____ Study material

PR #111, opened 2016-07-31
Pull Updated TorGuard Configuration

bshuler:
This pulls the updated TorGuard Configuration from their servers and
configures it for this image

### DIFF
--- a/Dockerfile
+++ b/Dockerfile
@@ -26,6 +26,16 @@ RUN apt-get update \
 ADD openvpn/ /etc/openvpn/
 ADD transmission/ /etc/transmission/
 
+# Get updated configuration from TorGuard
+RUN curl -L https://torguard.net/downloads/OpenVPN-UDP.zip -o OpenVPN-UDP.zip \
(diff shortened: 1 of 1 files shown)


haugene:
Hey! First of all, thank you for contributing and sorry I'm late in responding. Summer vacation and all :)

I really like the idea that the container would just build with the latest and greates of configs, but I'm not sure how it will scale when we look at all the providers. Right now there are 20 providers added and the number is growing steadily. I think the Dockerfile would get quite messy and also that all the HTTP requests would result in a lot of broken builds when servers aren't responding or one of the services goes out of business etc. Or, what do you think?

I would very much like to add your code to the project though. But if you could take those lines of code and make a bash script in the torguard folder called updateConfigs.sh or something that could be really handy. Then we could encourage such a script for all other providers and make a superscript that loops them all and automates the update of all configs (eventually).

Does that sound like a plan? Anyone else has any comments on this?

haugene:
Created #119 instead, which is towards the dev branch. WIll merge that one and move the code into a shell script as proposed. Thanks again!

________

The answer must be a word-for-word reproduction of every record above.

PR #111, opened 2016-07-31
Pull Updated TorGuard Configuration

bshuler:
This pulls the updated TorGuard Configuration from their servers and
configures it for this image

### DIFF
--- a/Dockerfile
+++ b/Dockerfile
@@ -26,6 +26,16 @@ RUN apt-get update \
 ADD openvpn/ /etc/openvpn/
 ADD transmission/ /etc/transmission/
 
+# Get updated configuration from TorGuard
+RUN curl -L https://torguard.net/downloads/OpenVPN-UDP.zip -o OpenVPN-UDP.zip \
(diff shortened: 1 of 1 files shown)


haugene:
Hey! First of all, thank you for contributing and sorry I'm late in responding. Summer vacation and all :)

I really like the idea that the container would just build with the latest and greates of configs, but I'm not sure how it will scale when we look at all the providers. Right now there are 20 providers added and the number is growing steadily. I think the Dockerfile would get quite messy and also that all the HTTP requests would result in a lot of broken builds when servers aren't responding or one of the services goes out of business etc. Or, what do you think?

I would very much like to add your code to the project though. But if you could take those lines of code and make a bash script in the torguard folder called updateConfigs.sh or something that could be really handy. Then we could encourage such a script for all other providers and make a superscript that loops them all and automates the update of all configs (eventually).

Does that sound like a plan? Anyone else has any comments on this?

haugene:
Created #119 instead, which is towards the dev branch. WIll merge that one and move the code into a shell script as proposed. Thanks again!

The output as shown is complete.